* [The task]: Extract every line of the material that holds the string "SidecarServer".
┌──
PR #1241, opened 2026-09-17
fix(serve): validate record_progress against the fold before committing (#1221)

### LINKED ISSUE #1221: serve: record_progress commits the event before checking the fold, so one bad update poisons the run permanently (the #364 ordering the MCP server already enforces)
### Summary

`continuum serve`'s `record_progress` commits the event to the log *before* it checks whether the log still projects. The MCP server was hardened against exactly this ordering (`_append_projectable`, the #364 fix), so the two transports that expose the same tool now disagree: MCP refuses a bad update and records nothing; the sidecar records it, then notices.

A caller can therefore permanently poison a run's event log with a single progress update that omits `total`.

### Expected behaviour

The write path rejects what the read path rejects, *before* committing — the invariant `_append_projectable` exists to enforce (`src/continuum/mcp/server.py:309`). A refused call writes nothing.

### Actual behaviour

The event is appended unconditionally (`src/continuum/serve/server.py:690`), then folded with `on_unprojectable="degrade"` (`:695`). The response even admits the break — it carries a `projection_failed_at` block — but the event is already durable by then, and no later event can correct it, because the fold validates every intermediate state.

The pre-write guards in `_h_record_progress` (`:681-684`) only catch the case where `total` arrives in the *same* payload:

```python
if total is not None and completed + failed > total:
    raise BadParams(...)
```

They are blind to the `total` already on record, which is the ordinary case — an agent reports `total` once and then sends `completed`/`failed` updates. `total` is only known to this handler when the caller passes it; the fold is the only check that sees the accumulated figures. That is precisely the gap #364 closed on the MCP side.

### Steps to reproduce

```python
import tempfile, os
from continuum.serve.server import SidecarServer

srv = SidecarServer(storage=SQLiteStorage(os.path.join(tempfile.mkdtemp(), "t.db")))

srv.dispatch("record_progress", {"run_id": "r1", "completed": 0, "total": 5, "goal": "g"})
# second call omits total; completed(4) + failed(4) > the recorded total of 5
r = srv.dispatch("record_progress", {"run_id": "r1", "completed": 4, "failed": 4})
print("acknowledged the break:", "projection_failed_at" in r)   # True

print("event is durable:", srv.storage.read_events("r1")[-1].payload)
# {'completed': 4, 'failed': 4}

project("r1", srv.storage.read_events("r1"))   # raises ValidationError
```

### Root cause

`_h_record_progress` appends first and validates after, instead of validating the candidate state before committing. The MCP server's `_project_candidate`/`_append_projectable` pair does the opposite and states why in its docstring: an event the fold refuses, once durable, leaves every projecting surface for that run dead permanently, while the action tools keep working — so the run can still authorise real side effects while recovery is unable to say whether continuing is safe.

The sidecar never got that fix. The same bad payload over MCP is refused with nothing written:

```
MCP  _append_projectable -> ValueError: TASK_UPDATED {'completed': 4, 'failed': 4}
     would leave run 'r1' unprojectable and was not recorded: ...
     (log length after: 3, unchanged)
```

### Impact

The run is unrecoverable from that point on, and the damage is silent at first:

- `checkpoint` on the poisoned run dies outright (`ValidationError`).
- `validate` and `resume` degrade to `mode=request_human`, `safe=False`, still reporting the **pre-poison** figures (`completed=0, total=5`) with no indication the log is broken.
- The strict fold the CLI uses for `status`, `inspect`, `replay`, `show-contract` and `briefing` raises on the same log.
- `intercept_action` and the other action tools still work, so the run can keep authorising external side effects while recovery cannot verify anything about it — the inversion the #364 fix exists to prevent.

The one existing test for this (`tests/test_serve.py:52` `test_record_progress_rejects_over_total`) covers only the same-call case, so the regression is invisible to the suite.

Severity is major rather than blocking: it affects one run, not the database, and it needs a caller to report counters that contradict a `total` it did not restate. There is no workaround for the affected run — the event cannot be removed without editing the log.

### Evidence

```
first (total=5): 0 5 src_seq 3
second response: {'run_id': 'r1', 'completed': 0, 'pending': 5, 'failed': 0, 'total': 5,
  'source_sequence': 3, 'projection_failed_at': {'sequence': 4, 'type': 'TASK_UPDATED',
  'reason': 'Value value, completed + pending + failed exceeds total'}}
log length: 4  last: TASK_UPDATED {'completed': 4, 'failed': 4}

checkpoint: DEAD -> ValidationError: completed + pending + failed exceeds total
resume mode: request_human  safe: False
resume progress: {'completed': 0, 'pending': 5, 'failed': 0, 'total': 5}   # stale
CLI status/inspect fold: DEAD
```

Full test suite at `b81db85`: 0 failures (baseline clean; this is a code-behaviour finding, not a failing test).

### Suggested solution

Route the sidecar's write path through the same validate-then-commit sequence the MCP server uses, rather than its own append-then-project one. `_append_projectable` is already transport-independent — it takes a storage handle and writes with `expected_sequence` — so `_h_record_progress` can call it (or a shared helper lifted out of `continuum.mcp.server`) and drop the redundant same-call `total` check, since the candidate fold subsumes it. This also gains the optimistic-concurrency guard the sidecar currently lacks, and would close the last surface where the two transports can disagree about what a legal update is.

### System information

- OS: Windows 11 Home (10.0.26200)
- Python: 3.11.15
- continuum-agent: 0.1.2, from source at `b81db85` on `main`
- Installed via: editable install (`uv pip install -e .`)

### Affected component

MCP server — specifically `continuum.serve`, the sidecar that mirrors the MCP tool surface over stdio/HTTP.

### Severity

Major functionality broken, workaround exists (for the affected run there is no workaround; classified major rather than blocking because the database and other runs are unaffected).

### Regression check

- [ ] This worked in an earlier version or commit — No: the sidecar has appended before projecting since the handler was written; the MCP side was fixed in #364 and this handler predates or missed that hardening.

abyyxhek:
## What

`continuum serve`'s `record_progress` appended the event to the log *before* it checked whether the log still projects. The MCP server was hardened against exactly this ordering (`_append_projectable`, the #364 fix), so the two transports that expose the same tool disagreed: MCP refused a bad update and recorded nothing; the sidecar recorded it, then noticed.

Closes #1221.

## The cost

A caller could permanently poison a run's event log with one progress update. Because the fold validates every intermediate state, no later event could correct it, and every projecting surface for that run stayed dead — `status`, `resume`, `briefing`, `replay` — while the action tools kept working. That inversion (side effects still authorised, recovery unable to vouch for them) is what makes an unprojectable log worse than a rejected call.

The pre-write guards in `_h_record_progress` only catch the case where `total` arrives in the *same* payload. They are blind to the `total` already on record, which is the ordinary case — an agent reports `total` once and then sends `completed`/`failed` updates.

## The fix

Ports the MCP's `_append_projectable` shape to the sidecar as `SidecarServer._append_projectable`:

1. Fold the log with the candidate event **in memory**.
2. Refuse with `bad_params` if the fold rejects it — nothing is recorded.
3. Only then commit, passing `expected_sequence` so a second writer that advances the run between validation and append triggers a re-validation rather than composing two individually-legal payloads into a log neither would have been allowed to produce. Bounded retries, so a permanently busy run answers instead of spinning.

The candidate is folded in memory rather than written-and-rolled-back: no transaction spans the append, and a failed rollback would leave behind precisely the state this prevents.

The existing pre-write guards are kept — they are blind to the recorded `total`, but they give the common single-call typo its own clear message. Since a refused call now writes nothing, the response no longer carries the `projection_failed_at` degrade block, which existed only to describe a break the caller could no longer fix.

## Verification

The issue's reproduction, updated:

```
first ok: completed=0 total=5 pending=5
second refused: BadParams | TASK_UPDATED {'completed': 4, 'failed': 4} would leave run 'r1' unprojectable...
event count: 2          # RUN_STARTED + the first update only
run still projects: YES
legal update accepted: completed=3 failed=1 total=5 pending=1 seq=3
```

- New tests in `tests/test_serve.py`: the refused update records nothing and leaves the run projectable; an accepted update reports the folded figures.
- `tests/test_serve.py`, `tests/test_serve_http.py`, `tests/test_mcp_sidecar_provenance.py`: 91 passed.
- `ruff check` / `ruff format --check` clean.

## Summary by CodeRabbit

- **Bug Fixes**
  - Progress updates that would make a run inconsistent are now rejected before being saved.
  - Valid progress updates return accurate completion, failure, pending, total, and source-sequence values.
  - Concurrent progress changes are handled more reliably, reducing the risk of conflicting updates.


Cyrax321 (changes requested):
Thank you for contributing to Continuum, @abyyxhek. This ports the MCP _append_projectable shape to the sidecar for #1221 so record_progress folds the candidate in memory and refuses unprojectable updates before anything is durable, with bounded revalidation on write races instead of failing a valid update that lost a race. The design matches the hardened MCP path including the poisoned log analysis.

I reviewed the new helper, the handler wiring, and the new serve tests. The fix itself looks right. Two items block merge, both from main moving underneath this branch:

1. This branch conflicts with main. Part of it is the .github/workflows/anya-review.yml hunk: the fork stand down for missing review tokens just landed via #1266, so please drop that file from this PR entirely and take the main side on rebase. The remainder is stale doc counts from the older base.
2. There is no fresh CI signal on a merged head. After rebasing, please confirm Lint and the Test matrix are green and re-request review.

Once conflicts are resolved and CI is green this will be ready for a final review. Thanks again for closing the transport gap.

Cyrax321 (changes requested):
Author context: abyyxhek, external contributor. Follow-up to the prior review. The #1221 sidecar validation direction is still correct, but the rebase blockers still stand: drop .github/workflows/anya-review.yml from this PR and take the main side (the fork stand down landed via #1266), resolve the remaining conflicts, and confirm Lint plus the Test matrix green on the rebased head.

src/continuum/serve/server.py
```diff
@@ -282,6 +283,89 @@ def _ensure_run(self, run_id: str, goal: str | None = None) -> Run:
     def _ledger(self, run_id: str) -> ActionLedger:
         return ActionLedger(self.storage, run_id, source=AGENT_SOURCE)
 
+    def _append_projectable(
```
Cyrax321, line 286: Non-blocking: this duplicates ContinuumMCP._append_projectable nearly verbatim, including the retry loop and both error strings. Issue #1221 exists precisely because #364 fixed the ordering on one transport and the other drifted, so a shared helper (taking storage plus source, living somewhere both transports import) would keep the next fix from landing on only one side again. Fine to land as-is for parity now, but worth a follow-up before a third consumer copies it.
└──
* [Answer]:
from continuum.serve.server import SidecarServer
srv = SidecarServer(storage=SQLiteStorage(os.path.join(tempfile.mkdtemp(), "t.db")))
Ports the MCP's `_append_projectable` shape to the sidecar as `SidecarServer._append_projectable`:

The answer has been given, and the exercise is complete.